Signé par Madame Antoanela Florescu-Patoz, vice-présidente et par Madame Victoria Damiens, greffière à laquelle la minute de la décision a été remise par le magistrat signataire.
Vu les articles 56, 455 et 768 du code de procédure civile,
Vu les dernières conclusions de Mme, [G], [L] constituées par l’assignation délivrée le 1er août 2023 au procureur de la République, et le bordereau de communication de pièces notifié par la voie électronique le 14 mars 2024,
Vu les dernières conclusions du ministère public notifiées par la voie électronique le 29 août 2024,
Vu l’ordonnance de clôture rendue le 23 mai 2025, ayant fixé l’affaire à l’audience de plaidoiries du 6 février 2026,
Décision du 27/03/2026
Chambre du contentieux
de la nationalité Section B
N°RG 24/351
MOTIFS DE LA DECISION
Sur la procédure
Aux termes de l’article 1040 du code de procédure civile, dans toutes les instances où s’élève à titre principal ou incident une contestation sur la nationalité, une copie de l’assignation est déposée au ministère de la justice qui en délivre récépissé.
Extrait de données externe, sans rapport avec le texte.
PR #163, opened 2016-05-13
Fix golint violations

fern4lvarez:
This commit fixes:

```
mux.go:271:5: error var SkipRouter should have name of the form ErrFoo
route.go:42:1: exported method Route.SkipClean should have comment or be unexported
```

This commit does not fix violations on tests:

```
mux_test.go:35:2: don't use underscores in Go names; struct field path_template should be pathTemplate
mux_test.go:36:2: don't use underscores in Go names; struct field host_template should be hostTemplate
mux_test.go:1299:2: don't use underscores in Go names; var path_template should be pathTemplate
mux_test.go:1303:2: don't use underscores in Go names; var host_template should be hostTemplate
mux_test.go:1308:2: don't use underscores in Go names; var path_tmpl should be pathTmpl
mux_test.go:1308:13: don't use underscores in Go names; var path_err should be pathErr
mux_test.go:1313:2: don't use underscores in Go names; var host_tmpl should be hostTmpl
mux_test.go:1313:13: don't use underscores in Go names; var host_err should be hostErr
```

### DIFF
--- a/mux.go
+++ b/mux.go
@@ -266,9 +266,9 @@ func (r *Router) Walk(walkFn WalkFunc) error {
 	return r.walk(walkFn, []*Route{})
 }
 
-// SkipRouter is used as a return value from WalkFuncs to indicate that the
+// ErrSkipRouter is used as a return value from WalkFuncs to indicate that the
 // router that walk is about to descend down to should be skipped.
-var SkipRouter = errors.New("skip this router")
+var ErrSkipRouter = errors.New("skip this router")
 
 // WalkFunc is the type of the function called for each route visited by Walk.
 // At every invocation, it is given the current route, and the current router,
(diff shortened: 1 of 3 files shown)


mux.go
```diff
@@ -266,9 +266,9 @@ func (r *Router) Walk(walkFn WalkFunc) error {
 	return r.walk(walkFn, []*Route{})
 }
 
-// SkipRouter is used as a return value from WalkFuncs to indicate that the
+// ErrSkipRouter is used as a return value from WalkFuncs to indicate that the
 // router that walk is about to descend down to should be skipped.
-var SkipRouter = errors.New("skip this router")
```
kisielk: This is part of the public API so we can't change it now.

route.go
```diff
@@ -39,6 +39,7 @@ type Route struct {
 	buildVarsFunc BuildVarsFunc
 }
 
+// SkipClean returns whether accessing "/path//to" will not redirect
```
kisielk: The phrasing of this is kind of a double negative. I'd suggest documenting it similarly to Router.SkipClean

fern4lvarez:
Since `SkipRouter` cannot be changed as it is part of the public API, the purpose of this PR is not valid anymore. Closing.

En l’espèce, le ministère de la justice a délivré ce récépissé le 4 juillet 2024. La condition de l’article 1040 du code de procédure civile est ainsi respectée. Il y a donc lieu de dire que la procédure est régulière au regard de ces dispositions.
Sur l’action déclaratoire de nationalité française
Mme, [G], [L], se disant née le 16 octobre 1997 à, [Localité 3] (Algérie), revendique la nationalité française par filiation maternelle, sur le fondement de l’article 18 du code civil. Elle fait valoir que sa mère, Mme, [Y], [U], née le 27 juin 1961 à, [Localité 3] (Algérie), qui serait elle-même née de, [C], [Z], [U], né le 27 février 1918 à, [Localité 3] (Algérie), ayant conservé la nationalité française à l’indépendance de l’Algérie pour avoir souscrit une déclaration recognitive de nationalité française le 1er avril 1963. Mme, [Y], [U] étant mineure, elle aurait bénéficié de l’effet collectif de la déclaration souscrite par son père.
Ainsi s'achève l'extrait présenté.